A few things to note:

Benchmark functions must start with Benchmark and accept *testing.B.
b.Loop() (Go 1.24+) controls iteration. Iteration count and timing are handled automatically.
The function lives in a _test.go file, just like unit tests.

b.Loop() was introduced in Go 1.24. It replaces the older for i := 0; i < b.N; i++ pattern and is more precise — it automatically resets the timer, and the compiler is prevented from optimizing away the loop body. If you are on an older Go version, use the b.N pattern instead:

Legacy pattern (before Go 1.24)

func BenchmarkFibonacci(b *testing.B) {
    for i := 0; i < b.N; i++ {
        Fibonacci(20)
    }
}

Running the benchmarks

terminal

$ go test -bench=.
goos: linux
goarch: amd64
pkg: example.com/bench
cpu: Intel(R) Xeon(R) Platinum 8488C
BenchmarkFibonacci-8   	   38594	     31076 ns/op
PASS
ok  	example.com/bench	1.207s

The highlighted line breaks down as follows:

BenchmarkFibonacci-8         38594        31076 ns/op
        ^                     ^            ^
        |                     |            |
        |                     |     time per iteration
        |              number of iterations
    benchmark name

The framework automatically adjusts the iteration count to run for at least 1 second by default. The -8 suffix on BenchmarkFibonacci-8 is the GOMAXPROCS value, defaulting to the number of available CPUs.

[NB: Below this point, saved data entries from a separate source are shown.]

PR #349, opened 2017-02-03
Updated code for datetime renderer to hold data correctly.

ZarifS:

# CHANGELOG

Updated the datetime renderer to allow for correct data storage for the bunsen forms.

### DIFF
--- a/addon/components/inputs/datetime.js
+++ b/addon/components/inputs/datetime.js
@@ -1,53 +1,55 @@
 import AbstractInput from './abstract-input'
 import layout from 'ember-frost-bunsen/templates/components/frost-bunsen-input-datetime'
+import Ember from 'ember'
+import { Format, setTime, validateTime } from 'ember-frost-date-picker'
+import moment from 'moment'
 
 export default AbstractInput.extend({
 
-  // == Component Properties ===================================================
+    // == Component Properties ===================================================
 
-  classNameBindings: ['value:frost-bunsen-has-value'],
+    classNameBindings: ['value:frost-bunsen-has-value'],
 
-  classNames: [
-    'frost-bunsen-input-datetime',
-    'frost-field'
-  ],
+    classNames: [
+        'frost-bunsen-input-datetime',
+        'frost-field'
+    ],
 
-  layout,
+    layout,
 
-  // == State Properties =======================================================
+    dateTimeValue: moment().subtract(1, 'day').subtract(1, 'hour').format(Format.dateTime),
+    dateTimeValueInvalid: false,
 
-  getDefaultProps () {
-    if (this.get('value')) {
-      var arr = this.get('value').split('T')
+    // == Actions ===============================================================
 
-      return {
-        date: arr[0] || '',
-        time: arr[1] || ''
-      }
+    actions: {
+
+        onDateTimeChange(dateTimeValue) {
+
+            const momentDateTimeValue = moment(dateTimeValue)
+            if (!momentDateTimeValue.isValid()) {
+                this.set('dateTimeValueInvalid', true)
+                return 
+            }
+
+            //Comment this  else statment out if using with validation. 
+            else {
+                this.send('handleChange', dateTimeValue)
+            }
+
+            // Example just to show validation - any date after 2015-01-01T10:00:00-00:00 is valid. Uncomment to use.
+            // const dateTimeValueInvalid = momentDateTimeValue.isBefore(moment('2015-01-01T10:00:00-00:00'))
+            // this.setProperties({
+            //     dateTimeValue,
+            //     dateTimeValueInvalid
+            // })
+            // if (!dateTimeValueInvalid) {
+            //     this.send('handleChange', dateTimeValue)
+            // }
+        },
+
     }
 
-    return {
-      date: '',
-      time: ''
-    }
-  },
-
-  // == Computed Properties ====================================================
-
-  // == Functions ==============================================================
-
-  parseValue (value) {
-    if (value.includes('-')) {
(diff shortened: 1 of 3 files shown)


addon/components/inputs/datetime.js
```diff
@@ -13,12 +14,40 @@ export default AbstractInput.extend({
...
+        date: arr[0] || '',
+        time: arr[1] || ''
+      }
+    }
+
+    return {
+      date: '',
+      time: ''
+    }
+  },
```
sandersky: Rather than maintaining state for the date and time I'd prefer to see you just use computed properties.

```js
/**
 * Get formatted datetime in a specific format
 * @param {String} value - datetime as a string
 * @param {String} format - format to represent datetime as
 * @returns {String} datetime in desired format
 */
function getFormattedDate (value, format) {
  if (typeOf(value) !== 'string') {
    return ''
  }

  const time = moment(value).format(format)
  return time === 'Invalid date' ? '' : time
}

export default AbstractInput.extend({

  …

  @readOnly
  @computed('value')
  date (value) {
    return getFormattedDate(value, 'YYYY:MM:DD')
  },

  @readOnly
  @computed('value')
  time (value) {
    return getFormattedDate(value, 'HH:mm:ss')
  }
```

Then in your template you can pass `date` and `time` directly into the two components.

addon/components/inputs/datetime.js
```diff
@@ -13,12 +14,40 @@ export default AbstractInput.extend({
...
   // == Functions ==============================================================
 
+  parseValue (value) {
+    if (value.includes('-')) {
+      this.set('date', value)
+    } else {
+      this.set('time', 'T' + value)
+    }
+    return this.get('date') + this.get('time')
+  },
```
sandersky: With the computed property change this can simply become:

Configuring Your Benchmarks

Benchmark Duration

Control how long each benchmark runs with -benchtime:

terminal

go test -bench=. -benchtime=5s

You can also specify an exact iteration count:

terminal

go test -bench=. -benchtime=1000x

Memory Allocation Tracking

Add -benchmem to report allocation stats, or call b.ReportAllocs() inside the benchmark:

terminal

go test -bench=. -benchmem

terminal

BenchmarkFibonacci-8    38594    31076 ns/op    0 B/op    0 allocs/op

The two extra columns show bytes allocated per operation and number of allocations per operation. These are essential for catching allocation regressions — even if latency stays flat, increased allocations put pressure on the garbage collector.

Filtering and Skipping Tests

Run only benchmarks (skip unit tests) with a regex:

terminal

go test -run='^$' -bench=.

Filter to specific benchmarks:

terminal

go test -run='^$' -bench=BenchmarkFibonacci

Run benchmarks in a specific package, or recursively across all packages:

terminal

go test -bench=. ./pkg/foo
go test -bench=. ./...

Key CLI Flags

-bench

regexp

required

Run benchmarks matching the regular expression. Use -bench=. for all.

-benchtime

duration

default:"1s"

Minimum time per benchmark. Accepts a duration (5s, 100ms) or an exact iteration count (1000x).

-benchmem

bool

default:"false"

Report memory allocation statistics (B/op, allocs/op).

-count

int

default:"1"

Run each benchmark n times. Use -count=10 or higher for statistical analysis with benchstat.

-cpu

list

Comma-separated GOMAXPROCS values to test with (e.g., -cpu=1,2,4,8).

-run

regexp

Filter tests. Use -run='^$' to skip unit tests when benchmarking.

-timeout

duration

default:"10m"

Maximum total time for all tests and benchmarks.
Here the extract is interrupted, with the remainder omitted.